Check each line of the listing below for the string "funsuite", then give only the number of lines where it occurs.

::::

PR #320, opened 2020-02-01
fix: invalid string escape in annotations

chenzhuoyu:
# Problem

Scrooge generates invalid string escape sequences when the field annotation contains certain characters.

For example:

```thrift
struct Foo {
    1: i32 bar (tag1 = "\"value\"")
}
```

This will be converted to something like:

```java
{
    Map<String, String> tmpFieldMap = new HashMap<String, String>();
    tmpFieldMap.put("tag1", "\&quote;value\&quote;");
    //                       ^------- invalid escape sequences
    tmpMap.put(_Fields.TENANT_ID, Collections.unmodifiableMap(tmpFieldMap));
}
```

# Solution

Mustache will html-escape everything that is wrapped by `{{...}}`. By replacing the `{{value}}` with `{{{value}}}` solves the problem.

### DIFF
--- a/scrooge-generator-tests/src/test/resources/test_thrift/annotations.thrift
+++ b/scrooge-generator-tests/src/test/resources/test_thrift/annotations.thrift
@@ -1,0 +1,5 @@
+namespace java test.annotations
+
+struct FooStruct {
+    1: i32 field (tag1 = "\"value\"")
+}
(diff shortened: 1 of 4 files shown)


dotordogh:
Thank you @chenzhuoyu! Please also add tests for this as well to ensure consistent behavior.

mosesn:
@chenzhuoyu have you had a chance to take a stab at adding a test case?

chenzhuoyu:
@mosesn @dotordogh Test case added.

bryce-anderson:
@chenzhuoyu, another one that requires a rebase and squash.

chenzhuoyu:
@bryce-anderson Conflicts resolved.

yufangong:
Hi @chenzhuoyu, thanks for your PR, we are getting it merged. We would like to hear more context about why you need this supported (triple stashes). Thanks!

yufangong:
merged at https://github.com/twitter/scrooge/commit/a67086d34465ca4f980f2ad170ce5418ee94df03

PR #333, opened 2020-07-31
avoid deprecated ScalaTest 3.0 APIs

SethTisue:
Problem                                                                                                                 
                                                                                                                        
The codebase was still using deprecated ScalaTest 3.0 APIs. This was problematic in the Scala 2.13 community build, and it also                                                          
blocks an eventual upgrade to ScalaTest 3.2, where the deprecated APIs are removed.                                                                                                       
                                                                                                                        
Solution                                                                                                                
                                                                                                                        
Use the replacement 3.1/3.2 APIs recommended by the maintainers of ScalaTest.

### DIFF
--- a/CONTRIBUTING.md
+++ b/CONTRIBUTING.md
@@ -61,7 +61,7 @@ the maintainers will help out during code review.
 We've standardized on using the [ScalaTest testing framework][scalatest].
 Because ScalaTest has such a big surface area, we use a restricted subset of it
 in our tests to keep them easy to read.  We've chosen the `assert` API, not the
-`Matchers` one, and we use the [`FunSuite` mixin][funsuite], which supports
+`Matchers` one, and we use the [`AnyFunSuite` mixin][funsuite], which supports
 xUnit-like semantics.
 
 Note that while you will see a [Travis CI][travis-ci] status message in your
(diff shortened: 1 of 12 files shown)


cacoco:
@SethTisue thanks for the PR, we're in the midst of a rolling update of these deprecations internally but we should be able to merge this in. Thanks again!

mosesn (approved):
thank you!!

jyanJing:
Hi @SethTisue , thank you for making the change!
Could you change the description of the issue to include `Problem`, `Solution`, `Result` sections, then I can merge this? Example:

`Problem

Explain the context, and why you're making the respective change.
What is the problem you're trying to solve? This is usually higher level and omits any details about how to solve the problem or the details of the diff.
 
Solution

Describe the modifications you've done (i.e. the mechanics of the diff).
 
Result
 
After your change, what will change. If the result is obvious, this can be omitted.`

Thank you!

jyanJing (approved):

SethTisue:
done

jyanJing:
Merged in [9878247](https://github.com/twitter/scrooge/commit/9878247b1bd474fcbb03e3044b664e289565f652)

::::

Expected output
2